-- What is required --
Where a line holds the word "into", copy that line from the data below.
-.-.-
PR #2258, opened 2019-11-15
Autoload Resources/templates directory

JoshuaBehrens:
Once upon a time it was common to put js and less files under `Resources/views/frontend/_public/src` and register the files manually via subscriber. A wise man automatically loads these source files now from `Resources/frontend`. But why are the template files in `Resources/views` not automatically loaded?
To reduce the chance of a breaking change I chose the directory `Resources/templates` as these are template files that needs to be loaded. In case of specific reasons to not load them automatically one can still load them from elsewhere conditionally.

Subscribe `Enlight_Controller_Action_PreDispatch` and tell the controller template manager to use the plugins path.

1. Put `all.less` in `Resources/frontend/less`
2. Style is online
3. Put `foobar.js` into `Resources/frontend/js`
4. Dynamic DOM is online
5. Put `tpl` files into `Resources/views`
6. Nothing happens
7. Adds subscriber class as one does not want to pollute the bootstrap file
8. Add reference to subscriber service in `Resources/services.xml` (which gets loaded automatically!)

The information about this new directory has to be propagated somewhere.

### 5. Checklist

### DIFF
--- a/engine/Shopware/Components/Plugin.php
+++ b/engine/Shopware/Components/Plugin.php
@@ -47,6 +47,8 @@ abstract class Plugin extends Bundle implements SubscriberInterface
      */
     protected $pluginNamespace;
 
+    protected $autoloadViews = false;
+
     /**
      * @var bool
      */
@@ -84,6 +86,11 @@ abstract class Plugin extends Bundle implements SubscriberInterface
     final public function isActive()
     {
         return $this->isActive;
+    }
+
+    public function isAutoloadViews(): bool
+    {
+        return $this->autoloadViews;
     }
 
     /**
--- a/engine/Shopware/Components/Plugin/ResourceSubscriber.php
+++ b/engine/Shopware/Components/Plugin/ResourceSubscriber.php
@@ -26,6 +26,7 @@ namespace Shopware\Components\Plugin;
 
 use Doctrine\Common\Collections\ArrayCollection;
 use Enlight\Event\SubscriberInterface;
+use Enlight_Event_EventArgs;
 use Shopware\Components\Theme\LessDefinition;
 use Symfony\Component\Finder\Finder;
 
@@ -37,11 +38,17 @@ class ResourceSubscriber implements SubscriberInterface
     private $pluginPath;
 
     /**
+     * @var bool
+     */
+    private $loadViewsDirectory;
+
+    /**
      * @param string $pluginPath
      */
-    public function __construct($pluginPath)
+    public function __construct($pluginPath, ?bool $loadViewsDirectory = null)
     {
         $this->pluginPath = $pluginPath;
+        $this->loadViewsDirectory = $loadViewsDirectory ?? false;
     }
 
     /**
@@ -53,6 +60,7 @@ class ResourceSubscriber implements SubscriberInterface
             'Theme_Compiler_Collect_Plugin_Less' => 'onCollectLess',
             'Theme_Compiler_Collect_Plugin_Css' => 'onCollectCss',
             'Theme_Compiler_Collect_Plugin_Javascript' => 'onCollectJavascript',
+            'Theme_Inheritance_Template_Directories_Collected' => 'onRegisterTemplate',
         ];
     }
 
@@ -96,6 +104,24 @@ class ResourceSubscriber implements SubscriberInterface
             [],
             [$file]
         );
+    }
+
+    public function onRegisterTemplate(Enlight_Event_EventArgs $args): void
+    {
+        if (!$this->loadViewsDirectory) {
+            return;
+        }
+
+        $viewsDirectory = $this->pluginPath . '/Resources/views';
+
+        if (@is_dir($viewsDirectory)) {
+            $templates = (array) $args->getReturn();
+
+            if (!in_array($viewsDirectory, $templates, true)) {
+                $templates[] = $viewsDirectory;
+                $args->setReturn($templates);
+            }
+        }
     }
 
     /**
--- a/engine/Shopware/Kernel.php
+++ b/engine/Shopware/Kernel.php
@@ -254,7 +254,10 @@ class Kernel extends SymfonyKernel
             }
 
             $this->container->get('events')->addSubscriber($bundle);
-            $this->container->get('events')->addSubscriber(new Plugin\ResourceSubscriber($bundle->getPath()));
+            $this->container->get('events')->addSubscriber(new Plugin\ResourceSubscriber(
+                $bundle->getPath(),
+                $bundle instanceof Plugin && $bundle->isAutoloadViews()
+            ));
         }
 
         $this->booted = true;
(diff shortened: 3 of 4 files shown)


jkrzefski:
I dislike the idea of inventing a new standard location for template files. Especially since plugins are now glorified bundles, we should conform to symfony's standards as described in [Best Practices for Reusable Bundles (Symfony Bundles Docs)](https://symfony.com/doc/current/bundles/best_practices.html#directory-structure). I would prefer a simple switch that can easily be activated to autoload the template directory. Maybe a generic event subscriber that can be added to the plugin's `services.xml` in a similar fashion as the [`EmotionComponentViewSubscriber`](https://developers.shopware.com/developers-guide/plugin-quick-start/#add-backend-emotion-components).

JoshuaBehrens:
I also dislike inventing a new directory but everything else would be a BC I guess. If not! then I really like falling back to views, or View, or Views or maybe just view. But on the other hand why not bring back the templates folder?
Yikes. We just had the update not having to write id AND class to a service definition and now I have to add an id again just because I need a unique service. And I need a services.xml for that again. I'd like to skip editing the same files.

Need a views folder registered? 
image

engine/Shopware/Components/Plugin/ResourceSubscriber.php
```diff
@@ -53,6 +54,7 @@ public static function getSubscribedEvents()
             'Theme_Compiler_Collect_Plugin_Less' => 'onCollectLess',
             'Theme_Compiler_Collect_Plugin_Css' => 'onCollectCss',
             'Theme_Compiler_Collect_Plugin_Javascript' => 'onCollectJavascript',
+            'Enlight_Controller_Action_PreDispatch' => 'onRegisterTemplate',
```
shyim: And on cli?

JoshuaBehrens: That way I didn't have to get the template manager as dependency. What event do you suggest? I mean I can also implement it Plugin::boot :D but I think it suits very good right there

shyim: Di event for template

JoshuaBehrens: Yikes. I hate these events but it is the best matching here, right

JoshuaBehrens: `Shopware\Components\ShopRegistrationService::registerTheme` overrides template directories set in `Enlight_Bootstrap_AfterInitResource_template` :unamused:

JoshuaBehrens: The best event that is not overwritten by the theme that I found is `Enlight_Controller_Front_DispatchLoopStartup`. That does not cover cli though :confounded:

JoshuaBehrens:
I prefer it as method. Like `getPath` have a `getTemplateDirectoryPath`. Would you still return `getPath() . 'Resources/templates'`?

jkrzefski:
I prefer the idea of a simple boolean flag in the plugin class. That way, a default location of `Resources/views/` is greatly encouraged, but not enforced in a breaking manner. I dislike the idea of suggesting a new template directory like `Resources/templates/`.

JoshuaBehrens:
So default is false? Then I am fine with a property. I gonna change that. A hint on how to register the templates on CLI properly?

engine/Shopware/Components/Plugin/ResourceSubscriber.php
shyim: Try out Theme_Inheritance_Template_Directories_Collected

JoshuaBehrens: Still not triggered on a normal cli call but I think that is ok because if someone renders something they need the theme. So I guess that works out then.

JoshuaBehrens:
Did I even add tests for it? Damn I did it.

engine/Shopware/Components/Plugin.php
```diff
@@ -86,6 +88,11 @@ public static function getSubscribedEvents()
         return $this->isActive;
     }
 
+    public function isAutoloadViews(): bool
```
mitelg, line 91: maybe set this to `final` ?

engine/Shopware/Components/Plugin/ResourceSubscriber.php
```diff
@@ -36,12 +37,18 @@ class ResourceSubscriber implements SubscriberInterface
...
+    /**
+     * @var bool
+     */
+    private $loadViewsDirectory;
+
     /**
      * @param string $pluginPath
      */
-    public function __construct($pluginPath)
+    public function __construct($pluginPath, ?bool $loadViewsDirectory = null)
```
mitelg, line 48: grr! why `null` as default for a boolean value? how about false? :smile:

JoshuaBehrens: That way you tell others to just put `null` for getting the default value without having to know it. You can simply alter the default value later without hassling others that simply wanted to follow the default. If I force someone to set this parameter e.g. because an other following parameter needs to be set, I force them to use the current default value. A pattern I learned somewhere else (I searched for a reference but didn't find one, presumably in a language that does not support named parameters compared to js or c# or typescript that fakes that es6 behaviour earlier exactly like my code up there).

Do I need to change it? I mean I don't care how I solve it :D That is just my way of doing it.

engine/Shopware/Components/Plugin.php
JoshuaBehrens: Any reasons to add hurdles for returning a `bool`? As the constructor is already `final` this seems to be the only way to make the `autoloadViews` conditional (maybe `Bundle::boot` would be the last chance to change it but then I am dependant on execution order that the bundle has been booted before asked whether it likes to have its views loaded).

engine/Shopware/Components/Plugin/ResourceSubscriber.php
mitelg: mh interesting approach. I totally get the point 👍👍 should the SW5 team decide 😁

engine/Shopware/Components/Plugin.php
mitelg: was just an idea 😉

JoshuaBehrens: :blue_heart:

engine/Shopware/Components/Plugin/ResourceSubscriber.php
PaddyS: While I understand the idea of having a null default value, is there any specific reason to have a default value at all?

JoshuaBehrens: Just be not breaking :D I want to have it in 5.6 not 5.7

PaddyS: No need to care about breaking by adding parameters to a constructor. :-)

JoshuaBehrens: NICE ok then I just remove the default value

JoshuaBehrens:
Sorry I totally forgot about this one :( I had in mind that you at least ask for my activity before closing it.

PaddyS:
@JoshuaBehrens Not always, just quite often for active users.
Those were plenty of inactive PRs though. No bad feelings, right? :-)

JoshuaBehrens:
Being on a shopware event as ambassador. not-active user. oof 100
-.-.-
-- Result of the exercise --
3. Put `foobar.js` into `Resources/frontend/js`
5. Put `tpl` files into `Resources/views`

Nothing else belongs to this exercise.